PROBLEM TO SOLVE – Check every line of the entries below for "only", and copy the lines that have it.

RECORD EXTRACTS –
== Segment start ==
PR #286, opened 2016-11-04
UPBGE: Allow accessing the vehicle speed from python

DCubix:
From the commit message:
> This commit exposes to Python the vehicle speed in meters per
second. You can convert the value to Km/h by multiplying by 3.6
 and to Mph by dividing by 0.44704.
	Given the vehicleID, you can access the speed by simply calling
"vehicleID.speed".

Example: http://pasteall.org/blend/index.php?id=44151

### DIFF
--- a/extern/bullet2/src/BulletDynamics/Vehicle/btRaycastVehicle.h
+++ b/extern/bullet2/src/BulletDynamics/Vehicle/btRaycastVehicle.h
@@ -61,7 +61,7 @@ private:
 	btVehicleRaycaster*	m_vehicleRaycaster;
 	btScalar		m_pitchControl;
 	btScalar	m_steeringValue; 
-	btScalar m_currentVehicleSpeedKmHour;
+	btScalar m_currentVehicleSpeedMetersPerSec;
 
 	btRigidBody* m_chassisBody;
 
@@ -180,9 +180,9 @@ public:
 	}
 
 	///Velocity of vehicle (positive if velocity vector has same direction as foward vector)
-	btScalar	getCurrentSpeedKmHour() const
+	btScalar	getCurrentSpeedMetersSec() const
 	{
-		return m_currentVehicleSpeedKmHour;
+		return m_currentVehicleSpeedMetersPerSec;
 	}
 
 	virtual void	setCoordinateSystem(int rightIndex,int upIndex,int forwardIndex)
--- a/source/gameengine/Ketsji/KX_VehicleWrapper.cpp
+++ b/source/gameengine/Ketsji/KX_VehicleWrapper.cpp
@@ -27,6 +27,7 @@
 #include "KX_VehicleWrapper.h"
 #include "PHY_IPhysicsEnvironment.h"
 #include "PHY_IVehicle.h"
+#include "CcdPhysicsEnvironment.h"
 #include "KX_PyMath.h"
 #include "KX_GameObject.h"
 #include "KX_MotionState.h"
@@ -377,6 +378,7 @@ PyMethodDef KX_VehicleWrapper::Methods[] = {
 
 PyAttributeDef KX_VehicleWrapper::Attributes[] = {
 	KX_PYATTRIBUTE_RW_FUNCTION("rayMask", KX_VehicleWrapper, pyattr_get_ray_mask, pyattr_set_ray_mask),
+	KX_PYATTRIBUTE_RO_FUNCTION("speed", KX_VehicleWrapper, pyattr_get_khspeed),
 	{ NULL }	//Sentinel
 };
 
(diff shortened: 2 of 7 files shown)


extern/bullet2/src/BulletDynamics/Vehicle/btRaycastVehicle.h
```diff
@@ -61,7 +61,7 @@ class btRaycastVehicle : public btActionInterface
 	btVehicleRaycaster*	m_vehicleRaycaster;
 	btScalar		m_pitchControl;
 	btScalar	m_steeringValue; 
-	btScalar m_currentVehicleSpeedKmHour;
+	btScalar m_currentVehicleSpeedMetersPerSec;
```
youle31: Hi! I don't know if this is a good idea to modify bullet sources... I'd use the existing m_currentVehicleSpeedKmHour, getCurrentSpeedKmHour() const

youle31:
Else the comment I left, it sounds good to me. Why I wouldn't change bullet sources? Because it's an external dependancie and it will create a conflict if we switch to bullet 2.85 or so...

extern/bullet2/src/BulletDynamics/Vehicle/btRaycastVehicle.h
DCubix: I don't like it. It should not be KmH. And that value is calculated VERY wrong.

youle31:
In fact, as we already have linearVelocity and that we can get linearVelocity.y for example, and as it works for all gameobjects, not only vehicles, I'm wondering if this patch is really needed (sorry to be argue against your patch... I try to be objective). I'm not opposed to the patch, I think it can be added but I'd change the design to avoid to modify bullet sources.

And I forgot, maybe BU/second would be more exact.

When you do:

vec3(0.5, 0.6, 0.7).dot(0.0, 1.0, 0.0) it returns 0.6 no (I didn't checked sorry)? It's like if we say gameobj.linearVelocity.y? I'll check.

extern/bullet2/src/BulletDynamics/Vehicle/btRaycastVehicle.h
panzergame: @DCubix : You should add in the bullet2 directory a patch file containing these changes: it's for futur upgrade to reapply patches.

source/gameengine/Ketsji/KX_VehicleWrapper.cpp
```diff
@@ -407,4 +409,11 @@ int KX_VehicleWrapper::pyattr_set_ray_mask(void *self, const struct KX_PYATTRIBU
 	return PY_SET_ATTR_SUCCESS;
 }
 
+PyObject *KX_VehicleWrapper::pyattr_get_speed(void *self, const struct KX_PYATTRIBUTE_DEF *attrdef)
+{
+	KX_VehicleWrapper *wrapper = static_cast<KX_VehicleWrapper*>(self);
+	MT_Scalar speed = std::abs(wrapper->m_vehicle->GetCurrentSpeed()); // No negative speeds
```
panzergame: Negative speed is possible in this level ?

source/gameengine/Physics/Bullet/CcdPhysicsEnvironment.cpp
```diff
@@ -376,6 +376,10 @@ class WrapperVehicle : public PHY_IVehicle
 	{
 		return m_raycaster->GetRayCastMask();
 	}
+
+	virtual MT_Scalar GetCurrentSpeed() const {
```
panzergame: Brace on new line.

youle31:
http://pasteall.org/blend/index.php?id=44168 (compare linearVelocity and speed)

source/gameengine/Ketsji/KX_VehicleWrapper.cpp
DCubix: Yes why not? It's speed. It would be very weird if a speedometer showed -50 Km/h :stuck_out_tongue:

panzergame:
i have some doubt on the way we compute the speed: if the vehicle is falling but the wheel not turning then the speed increase contrary to the speed gives a real car. To solve this issue we have to simply get the speed from the wheel rotation it's simple but unstable for some reasons: Each wheel are giving a different speed...

lordloki:
About modifying the bullet code. In this case I think it is not necessary as we can obtain the info need easily, i.e:

virtual MT_Scalar GetCurrentSpeed() const {
......return (m_vehicle->getCurrentSpeedKmHour() / 3.6f);
}

We have only to modify external libraries when we can obtain the info needed.

panzergame:
@lordloki: The vehicle speed computed by bullet is wrong because it only does the lenght of the velocity in the right unit. It doesn't care of the wheel direction.

panzergame:
As exposed, there's not an unique vehicle speed: it can be the vehicle body speed, the vehicle body speed in front wheel axis, the speed from wheel rotation ect…

So it's better to let the user compute the speed he wants.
== Segment end ==
TASK RESPONSE –
In fact, as we already have linearVelocity and that we can get linearVelocity.y for example, and as it works for all gameobjects, not only vehicles, I'm wondering if this patch is really needed (sorry to be argue against your patch... I try to be objective). I'm not opposed to the patch, I think it can be added but I'd change the design to avoid to modify bullet sources.
We have only to modify external libraries when we can obtain the info needed.
@lordloki: The vehicle speed computed by bullet is wrong because it only does the lenght of the velocity in the right unit. It doesn't care of the wheel direction.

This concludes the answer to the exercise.